▶ [SUPPLIED MATERIAL]:
╔══

Issue #63, opened 2020-02-24
Canvas method to request a new draw


almarklein:
Having a (cross-gui-toolkit) method that can be used to request a new draw would be nice. When using qt `canvas.update()`  does the trick, but a more general solution would be favorable, plus we can add some niceties:

- calling `window.requestAnimationFrame` schedules a draw call indirectly (non-blocking)
- animation is paused when the canvas is not visible (scheduled calls are not executed until canvas becomes visible again)
- refresh rate of the GUI environment is matched if possible
- callback is passed the time delta since the last call
- you have to request another draw at the end of your animation function; this avoids scheduling too many calls if your drawing happens to be slower than the time budget allows for

Korijn:
I'm wondering if we should just leave this up to the application developer by providing an API that allows them to do it.

Korijn:
Nice work on the docs! The GUI API page's examples left me a little confused though; where are the calls to `request_draw`?

Looking at the Qt canvas a little better, it appears that Qt is making the calls, rather than the python code. I guess my expectations were somewhat different here.

I understand that Qt will trigger a draw when the window is resized for example, or opened for the first time. Does Qt also continuously trigger drawing when there is no interaction, or does the user then need to use `request_draw` to achieve that?

almarklein:
Good question. The GUI toolkit will indeed request a new draw when it *knows* that the visualization needs to be refreshed. Like when the window is resized, and om some systems when part of the window was hidden by another window and is now shown again. This was already the case before #78. What was added was the possibility for the user to request a draw. E.g. in cases that the visualization itself has changed.

This works somewhat different for Qt and glfw. In Qt the former already works automatically, and requesting a draw is done simply by calling `update()`. In both cases this will at some point result in a draw event.

For glfw you have to bring your own event loop. So this draw event ... we have to do that ourselves. The simplest way I could find to realize this is by adding a single function (`update_glfw_canvasses`) that you call on each iteration, and which draws any windows that have requested (manually or via e.g. a resize) to be redrawn.

Korijn:
Ok, great, that's perfect!

> Qt the former already works automatically, and requesting a draw is done simply by calling `update()`. In both cases this will at some point result in a draw event.

Just to make sure I fully understand the details here: so Qt does _not_ continuously call `update()` when only the visualization changes?

almarklein:
Haha, now I'm not sure if I understand your question correctly :)

[...]

PR #68, opened 2020-03-12
Hidpi support

### LINKED ISSUE #69: Drop Tk support?
* On Linux: seems impossible to make it work.
* On macOS: Dito. 
* On Windows: works, but painting occurs *after* the actual paint event, so there is flicker.
* No high-res support.

The only advantage is that Tk is always there (unless you have a mac). But `glfw` does a great job at providing a lean GUI that is very easy to install (binaries also ship on Linux since a few weeks).

Is it worth keeping the backend around only for a shitty solution on Windows?

almarklein:
## The problem

I've got a shiny new screen on my workplace, but now all examples fail :) Time to fix highres display support.

## Diagnosis

Some notes so far:
* If the size of the render texture does not exactly match the size of the widget, you get a black screen.
* In glfw, the widget height and weight are expressed in physical size. All good!
* In Qt, the widget height/weight are in logical pixels, but seem to be rounded. I have yet to figure out how to get the physical size. 
* In Tk ... *sigh* there is no concept of logical pixels. Everything works but is tiny on highres displays. 

Observations specific to Qt:
* The triangle is initially not shown. When resizing the window, it flickers. After a drag, its sometimes visible, sometimes not.
* Setting `canvas._swap_chain._surface_size = ()`, to invoke the creation of a new native swapchain, does not help.
* Using `canvas.grab().size()` you can get the size in physical pixels. This method is slow though!
* I can see a triangle and resize the window a real tiny bit such that the logical size (`canvas.size()`) does not change, but the widget becomes black. Surprisingly, the `canvas.grab().size()` is also not changed. (!!) There is also no resize event if the logical size does not change :(
* The example in visvis2/radiant that embeds a scene in a Qt app works fine.
* --> Fixed it by using a subwidget to provide the canvas.

## Solution

* Redesigned the API for getting logical/physical size and pixelratio for the canvas objects.
* Added Canvas API to set the size and close the window.
* Refactored qt gui code for hidpi support. Only limitation that the system pixelratio is rounded.
* Tweaks to glfw to improve hidpi support.
* Removed tk support, closes #69.


Korijn:
Getting hidpi to work with Qt on Windows is quite a trip. We figured it out for one of our internal Qt apps.

First, you need to let Windows know that your process is DPI aware:

```python
import ctypes
try:
    ctypes.windll.shcore.SetProcessDpiAwareness(True)
except:
    pass  # not windows
```

Then you can configure Qt:

```python
QApplication.setAttribute(Qt.AA_EnableHighDpiScaling, True)
QCoreApplication.setAttribute(Qt.AA_UseHighDpiPixmaps, True)
```

And we already merged the method to get the devicePixelRatio for the screen the window is currently on:

```python
class QtWgpuCanvas(BaseCanvas, QWidget):
    # ...
    def get_size_and_pixel_ratio(self):
        return self.width(), self.height(), self.window().devicePixelRatio()
```

almarklein:
@Korijn interesting that `devicePixelRatio` was already non-unit. Will look into it.

I applied the calls you mentioned earlier in Pyzo. I just learned that it should be `ctypes.windll.shcore.SetProcessDpiAwareness(2)`, see https://github.com/pyzo/pyzo/pull/696 for details. You may want to update your code as well.

almarklein:
> interesting that `devicePixelRatio` was already non-unit. 

This was because I was running from Pyzo (which is also Qt), and the interpreter process inherits some stuff, apparently.

Korijn:
> > interesting that `devicePixelRatio` was already non-unit.
> 
> This was because I was running from Pyzo (which is also Qt), and the interpreter process inherits some stuff, apparently.

Yeah. Processes are a tree.

almarklein:
Ready for review. What happened to CI? Did it stop running because this was a draft?

Korijn:
That's right. You should be able to trigger a build manually for this PR in azure though!

wgpu/gui/glfw.py
```diff
@@ -58,6 +58,15 @@
         )
 
 
+# Enable high-res displays
+# (otherwise glfw does not pick up being moved from one monitor to another)
+# todo: see if we can get this added to glfw
+try:
+    ctypes.windll.shcore.SetProcessDpiAwareness(2)
+except Exception:
+    pass  # fail on non-windows
```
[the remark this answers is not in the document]
almarklein: Also see https://github.com/FlorianRhiem/pyGLFW/pull/48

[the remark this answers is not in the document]
Korijn: Cool to see the quick response and cooperation!

I like how they put it inside an init() func instead of on import :)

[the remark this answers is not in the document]
almarklein: Code is removed. Instead we listen to the content-scale callback to implement smooth transitioning from one monitor to another.

almarklein:
Also tested on Linux.

wgpu/backends/rs.py
```diff
@@ -978,27 +978,27 @@ def __init__(self, device, canvas, format, usage):
...
+        # print(psize, self._canvas.get_logical_size(), self._canvas.get_pixel_ratio())
 
         struct = new_struct(
             "WGPUSwapChainDescriptor *",
             usage=self._usage,
             format=self._format,
-            width=cur_size[0],
-            height=cur_size[1],
+            width=max(1, psize[0]),
+            height=max(1, psize[1]),
```
Korijn: I could imagine that magically correcting might hide user errors, where the user might rather want to know that their application is setting ridiculous width/height values?

wgpu/gui/glfw.py
```diff
@@ -62,13 +34,17 @@ class GlfwWgpuCanvas(BaseCanvas):
...
         super().__init__()
+
+        # Handle inputs
         if size:
-            width, height = size
+            size = float(size[0]), float(size[1])
         else:
-            width, height = 256, 256
-        title = title or ""
+            size = 640, 480
```
Korijn: these aren't floats, so why do you explicitly cast to floats in line 44?

wgpu/gui/glfw.py
```diff
@@ -79,31 +55,71 @@ def __init__(self, *, size=None, title=None):
...
 
-        self._window = glfw.create_window(width, height, title, None, None)
-        glfw.set_window_refresh_callback(self._window, self._paint)
+        # Create the window (the initial size may not be in logical pixels)
+        self._window = glfw.create_window(int(size[0]), int(size[1]), title, None, None)
+
+        # Register callbacks
+        glfw.set_window_content_scale_callback(self._window, self._on_pixelratio_change)
+        glfw.set_framebuffer_size_callback(self._window, self._on_size_change)
+        glfw.set_window_refresh_callback(self._window, self._on_paint)
```
Korijn: I have some concerns here; you can't guarantee that the application can keep up with the desired refresh rate. But either way, it's probably fine for now

wgpu/gui/glfw.py
```diff
@@ -79,31 +55,71 @@ def __init__(self, *, size=None, title=None):
...
+        self._logical_size = self._get_logical_size()
+        self._on_paint()
+
+    def _on_paint(self, *args):
+        self._draw_frame_and_present()
+
+    # Helpers
+
+    def _get_logical_size(self):
+        # Because the value of get_window_size is ambiguous, we use the
```
Korijn: ambiguous how? can you add that to the comment?

wgpu/gui/qt.py
```diff
@@ -13,50 +14,109 @@
...
+# Enable high-res displays
+try:
+    ctypes.windll.shcore.SetProcessDpiAwareness(2)
+except Exception:
+    pass  # fail on non-windows
+try:
+    QtWidgets.QApplication.setAttribute(QtCore.Qt.AA_EnableHighDpiScaling, True)
+    QtCore.QCoreApplication.setAttribute(QtCore.Qt.AA_UseHighDpiPixmaps, True)
+except Exception:
+    pass  # fail on older Qt's
```
Korijn: I feel like this code should be in a method.. Qt app authors probably want control over these attributes themselves.

wgpu/gui/qt.py
```diff
@@ -13,50 +14,109 @@
...
+        lsize = self._subwidget.width(), self._subwidget.height()
+        return float(lsize[0]), float(lsize[1])
+
+    def get_physical_size(self):
+        # https://doc.qt.io/qt-5/qpaintdevice.html
+        # https://doc.qt.io/qt-5/highdpi.html
+        lsize = self._subwidget.width(), self._subwidget.height()
+        lsize = float(lsize[0]), float(lsize[1])
+        ratio = self._subwidget.devicePixelRatioF()
+        return int(lsize[0] * ratio + 0.4999), int(lsize[1] * ratio + 0.4999)
```
Korijn: is this a rounding trick?

wgpu/gui/qt.py
```diff
@@ -13,50 +14,109 @@
...
+
+    def close(self):
+        super().close()
+
+    def is_closed(self):
+        return not self.isVisible()
+
+
+class WgpuSubWidget(QtWidgets.QWidget):
+    """ The widget that actually prevents the surface to render to.
```
Korijn: provides*

wgpu/backends/rs.py
almarklein: The reason for adding this was to avoid wgpu errors when the window is resized to zero height/width. If we want to catch invalid user values (`<0`) we should catch these earlier.

almarklein: Added a check in the gui code :)

wgpu/gui/glfw.py
almarklein: yeah, there was a bit of historic stuff there. The cast to float functioned as a typecheck, but this is (in the current code) already done a bit below. I'm cleaning this up.

wgpu/gui/glfw.py
almarklein: Yeah, let's revisit when we work on #63

wgpu/gui/glfw.py
almarklein: updated.

wgpu/gui/qt.py
almarklein: Removed `AA_UseHighDpiPixmaps` as it is notr strictly needed for wgpu.

wgpu/gui/qt.py
almarklein: lol

wgpu/gui/qt.py
almarklein: Yeah. What was I thinking? Changed to use `round()`.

╚══

▶ [WHAT TO DO]: Of the lines above, output exactly those from the line bearing "I'm wondering if" through the line bearing "Nice work on", inclusive.

▶ [ANSWER TO THE EXERCISE]:
I'm wondering if we should just leave this up to the application developer by providing an API that allows them to do it.

Korijn:
Nice work on the docs! The GUI API page's examples left me a little confused though; where are the calls to `request_draw`?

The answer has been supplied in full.